» EXERCISE BRIEF
Only one span of the listing below should come back. It runs from the line with "Pass through which" through the line with "Currently tmux will", and each of its lines must be reproduced exactly.

» EXCERPTED RECORDS
PR #4858, opened 2026-02-15
Pass through which clipboard to set for OSC 52 paste

lindskogaxel:
Currently tmux will pass through the clipboard list on OSC 52 copy events, however it seems like paste events where hardcoded to reply without the clipboard that was used. This seems extra relevant with the introduction of the get-clipboard command where this feature might serve some purpose with the outer terminal, compared to just pasting from a tmux buffer. My primary reason for this PR however is that emacs expects this behavior and with how it is now, emacs can't paste with OSC 52 in tmux.

With this PR, tmux passes through the first clipboard found in the paste reply from the terminal if get-clipboard is not "buffer", otherwise it just uses the first one found in the paste query from the application.

There is no extra allocations here since the clipboard is not supposed to be a list in the reply (compared to the query, from how i understand it), so we just pass a char along to input_reply_clipboard.

Feedback is appreciated!

### DIFF
--- a/input.c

» ANSWER TO THIS TASK
Pass through which clipboard to set for OSC 52 paste

lindskogaxel:
Currently tmux will pass through the clipboard list on OSC 52 copy events, however it seems like paste events where hardcoded to reply without the clipboard that was used. This seems extra relevant with the introduction of the get-clipboard command where this feature might serve some purpose with the outer terminal, compared to just pasting from a tmux buffer. My primary reason for this PR however is that emacs expects this behavior and with how it is now, emacs can't paste with OSC 52 in tmux.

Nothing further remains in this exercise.